Records for this task
PR #2562, opened 2025-07-15
fix: read neo4j driver version from maven

Emrehzl94:
This PR adds a way to read Neo4j driver version from Maven by injecting the version into`versions.properties` file during the build. So it can be read from the properties resource at runtime and reported correctly.

### DIFF
--- a/v2/googlecloud-to-neo4j/src/main/java/com/google/cloud/teleport/v2/neo4j/telemetry/Neo4jTelemetry.java
+++ b/v2/googlecloud-to-neo4j/src/main/java/com/google/cloud/teleport/v2/neo4j/telemetry/Neo4jTelemetry.java
@@ -18,10 +18,15 @@ package com.google.cloud.teleport.v2.neo4j.telemetry;
 import java.io.InputStream;
 import java.util.Map;
 import java.util.Properties;
+import org.slf4j.Logger;
+import org.slf4j.LoggerFactory;
 
 public class Neo4jTelemetry {
 
+  private static final Logger LOG = LoggerFactory.getLogger(Neo4jTelemetry.class);
+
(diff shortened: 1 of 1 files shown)


v2/googlecloud-to-neo4j/src/main/java/com/google/cloud/teleport/v2/neo4j/telemetry/Neo4jTelemetry.java
```diff
@@ -39,7 +42,30 @@ private static String platform() {
...
+    }
+    return neo4jDriverVersion;
+  }
+
+  private static String loadNeo4jDriverVersion() {
+    var props = new Properties();
+    try (InputStream input = Neo4jTelemetry.class.getResourceAsStream("versions.properties")) {
+      if (input == null) {
+        throw new IllegalStateException("Missing required resource: versions.properties ");
+      }
```
Emrehzl94: I'm not sure if we should hard fail here.

v2/googlecloud-to-neo4j/src/main/java/com/google/cloud/teleport/v2/neo4j/telemetry/Neo4jTelemetry.java
```diff
@@ -39,7 +42,30 @@ private static String platform() {
...
+
+      props.load(input);
+
+      var driverVersion = props.getProperty("neo4j-java-driver");
+      if (driverVersion == null) {
+        throw new IllegalStateException("Missing required property: neo4j-java-driver");
+      }
```
Emrehzl94: Same here.

nord-erik (approved):

liferoad (approved):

Instructions for the task
In the listing, find every line with the word "here" and return it.

Answer to this exercise
Emrehzl94: I'm not sure if we should hard fail here.
Emrehzl94: Same here.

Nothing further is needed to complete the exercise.